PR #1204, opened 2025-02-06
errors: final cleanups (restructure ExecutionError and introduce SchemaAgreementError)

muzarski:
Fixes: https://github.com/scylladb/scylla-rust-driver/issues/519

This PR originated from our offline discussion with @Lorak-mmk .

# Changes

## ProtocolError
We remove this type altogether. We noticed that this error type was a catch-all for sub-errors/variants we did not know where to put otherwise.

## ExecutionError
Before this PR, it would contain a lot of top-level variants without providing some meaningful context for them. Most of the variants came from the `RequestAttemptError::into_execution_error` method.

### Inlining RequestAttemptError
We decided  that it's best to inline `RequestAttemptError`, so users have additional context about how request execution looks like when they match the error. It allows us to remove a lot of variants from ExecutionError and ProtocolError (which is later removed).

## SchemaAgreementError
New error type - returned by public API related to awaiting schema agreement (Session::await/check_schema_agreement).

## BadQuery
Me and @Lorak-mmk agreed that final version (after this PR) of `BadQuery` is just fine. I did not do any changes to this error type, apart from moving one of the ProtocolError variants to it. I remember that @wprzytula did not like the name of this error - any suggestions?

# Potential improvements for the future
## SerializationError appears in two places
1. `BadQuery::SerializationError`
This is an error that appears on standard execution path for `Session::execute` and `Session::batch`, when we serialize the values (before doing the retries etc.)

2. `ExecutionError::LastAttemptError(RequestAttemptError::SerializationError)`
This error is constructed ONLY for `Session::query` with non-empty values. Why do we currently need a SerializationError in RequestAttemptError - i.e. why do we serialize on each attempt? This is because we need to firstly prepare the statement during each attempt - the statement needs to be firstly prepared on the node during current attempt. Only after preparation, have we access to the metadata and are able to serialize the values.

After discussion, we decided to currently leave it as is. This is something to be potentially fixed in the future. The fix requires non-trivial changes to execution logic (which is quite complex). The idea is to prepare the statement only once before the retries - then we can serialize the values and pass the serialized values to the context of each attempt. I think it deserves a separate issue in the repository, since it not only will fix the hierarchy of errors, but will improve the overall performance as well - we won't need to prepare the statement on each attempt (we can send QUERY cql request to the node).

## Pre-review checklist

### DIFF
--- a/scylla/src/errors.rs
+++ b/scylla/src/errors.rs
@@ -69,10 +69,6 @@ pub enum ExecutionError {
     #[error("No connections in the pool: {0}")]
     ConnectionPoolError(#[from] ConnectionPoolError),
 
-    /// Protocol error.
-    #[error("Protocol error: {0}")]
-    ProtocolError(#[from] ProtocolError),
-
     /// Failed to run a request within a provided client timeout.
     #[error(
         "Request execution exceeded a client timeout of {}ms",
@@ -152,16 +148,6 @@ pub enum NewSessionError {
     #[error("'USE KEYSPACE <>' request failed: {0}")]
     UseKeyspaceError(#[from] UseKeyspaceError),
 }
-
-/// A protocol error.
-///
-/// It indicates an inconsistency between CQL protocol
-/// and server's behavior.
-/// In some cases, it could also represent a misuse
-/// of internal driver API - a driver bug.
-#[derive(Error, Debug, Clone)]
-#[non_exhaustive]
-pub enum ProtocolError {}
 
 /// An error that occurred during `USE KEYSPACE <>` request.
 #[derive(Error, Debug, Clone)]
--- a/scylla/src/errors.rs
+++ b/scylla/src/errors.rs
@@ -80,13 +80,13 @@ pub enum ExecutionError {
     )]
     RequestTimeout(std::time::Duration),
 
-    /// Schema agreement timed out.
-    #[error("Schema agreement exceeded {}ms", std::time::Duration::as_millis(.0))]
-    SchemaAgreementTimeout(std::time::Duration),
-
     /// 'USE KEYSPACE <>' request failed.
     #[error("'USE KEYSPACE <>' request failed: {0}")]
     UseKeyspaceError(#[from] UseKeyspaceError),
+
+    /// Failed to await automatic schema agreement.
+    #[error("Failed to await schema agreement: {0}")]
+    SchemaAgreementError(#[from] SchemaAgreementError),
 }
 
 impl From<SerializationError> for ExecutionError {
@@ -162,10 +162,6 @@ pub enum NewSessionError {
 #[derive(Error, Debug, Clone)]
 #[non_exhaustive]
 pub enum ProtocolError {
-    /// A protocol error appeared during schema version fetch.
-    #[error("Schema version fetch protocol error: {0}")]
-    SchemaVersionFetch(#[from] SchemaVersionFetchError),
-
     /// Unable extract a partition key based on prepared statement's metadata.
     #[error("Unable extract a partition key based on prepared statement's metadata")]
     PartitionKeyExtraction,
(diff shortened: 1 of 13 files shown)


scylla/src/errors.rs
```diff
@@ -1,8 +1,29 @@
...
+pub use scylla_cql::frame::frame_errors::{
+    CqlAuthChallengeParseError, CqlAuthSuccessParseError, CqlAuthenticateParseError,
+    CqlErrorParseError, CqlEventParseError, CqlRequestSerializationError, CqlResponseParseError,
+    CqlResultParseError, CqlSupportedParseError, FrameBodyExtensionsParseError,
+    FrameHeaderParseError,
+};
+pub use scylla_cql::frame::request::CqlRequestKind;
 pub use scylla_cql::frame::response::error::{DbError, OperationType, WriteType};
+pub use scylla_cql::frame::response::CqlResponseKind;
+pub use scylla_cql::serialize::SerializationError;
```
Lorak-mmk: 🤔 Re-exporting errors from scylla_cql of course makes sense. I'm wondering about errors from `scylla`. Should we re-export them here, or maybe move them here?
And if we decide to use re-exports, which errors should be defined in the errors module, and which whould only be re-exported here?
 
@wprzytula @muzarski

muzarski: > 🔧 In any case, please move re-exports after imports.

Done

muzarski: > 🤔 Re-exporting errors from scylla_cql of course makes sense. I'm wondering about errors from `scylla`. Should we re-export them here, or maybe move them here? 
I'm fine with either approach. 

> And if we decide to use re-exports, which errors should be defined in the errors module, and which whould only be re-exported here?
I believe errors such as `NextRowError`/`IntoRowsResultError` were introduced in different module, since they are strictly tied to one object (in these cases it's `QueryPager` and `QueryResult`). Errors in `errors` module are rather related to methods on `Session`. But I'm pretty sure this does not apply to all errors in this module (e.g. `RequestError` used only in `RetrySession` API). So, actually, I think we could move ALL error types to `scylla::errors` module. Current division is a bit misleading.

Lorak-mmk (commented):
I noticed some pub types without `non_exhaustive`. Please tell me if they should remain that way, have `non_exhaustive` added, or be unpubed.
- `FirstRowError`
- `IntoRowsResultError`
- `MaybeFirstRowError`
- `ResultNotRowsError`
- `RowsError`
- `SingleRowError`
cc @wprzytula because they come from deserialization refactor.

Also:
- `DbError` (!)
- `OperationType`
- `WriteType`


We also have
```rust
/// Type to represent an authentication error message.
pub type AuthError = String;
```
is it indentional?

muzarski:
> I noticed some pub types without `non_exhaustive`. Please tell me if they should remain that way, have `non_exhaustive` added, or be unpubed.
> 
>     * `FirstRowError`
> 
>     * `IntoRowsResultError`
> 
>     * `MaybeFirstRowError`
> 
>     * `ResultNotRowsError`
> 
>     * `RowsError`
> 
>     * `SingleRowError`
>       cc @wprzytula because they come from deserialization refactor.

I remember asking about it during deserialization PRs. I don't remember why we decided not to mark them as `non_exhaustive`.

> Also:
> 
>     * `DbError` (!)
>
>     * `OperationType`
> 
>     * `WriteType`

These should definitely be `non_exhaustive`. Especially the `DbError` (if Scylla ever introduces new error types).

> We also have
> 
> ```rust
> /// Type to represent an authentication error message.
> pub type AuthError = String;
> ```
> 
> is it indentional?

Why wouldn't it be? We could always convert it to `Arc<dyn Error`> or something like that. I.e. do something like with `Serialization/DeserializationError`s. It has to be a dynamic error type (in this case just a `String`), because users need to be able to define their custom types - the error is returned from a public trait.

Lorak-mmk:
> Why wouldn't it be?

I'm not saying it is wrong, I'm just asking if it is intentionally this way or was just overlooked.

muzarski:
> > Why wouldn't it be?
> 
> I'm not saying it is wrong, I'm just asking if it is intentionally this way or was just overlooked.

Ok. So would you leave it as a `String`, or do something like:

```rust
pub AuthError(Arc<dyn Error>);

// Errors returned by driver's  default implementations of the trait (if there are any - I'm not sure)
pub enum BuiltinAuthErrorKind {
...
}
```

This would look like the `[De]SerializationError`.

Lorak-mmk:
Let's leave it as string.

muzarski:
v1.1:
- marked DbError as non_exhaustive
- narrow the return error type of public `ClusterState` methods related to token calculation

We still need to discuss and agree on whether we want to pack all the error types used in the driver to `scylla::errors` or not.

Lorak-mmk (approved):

---*---

**The problem**
From the first line of the data through the line with "## ProtocolError", quote each line exactly and add nothing else.

**Solution**
PR #1204, opened 2025-02-06
errors: final cleanups (restructure ExecutionError and introduce SchemaAgreementError)

muzarski:
Fixes: https://github.com/scylladb/scylla-rust-driver/issues/519

This PR originated from our offline discussion with @Lorak-mmk .

# Changes

## ProtocolError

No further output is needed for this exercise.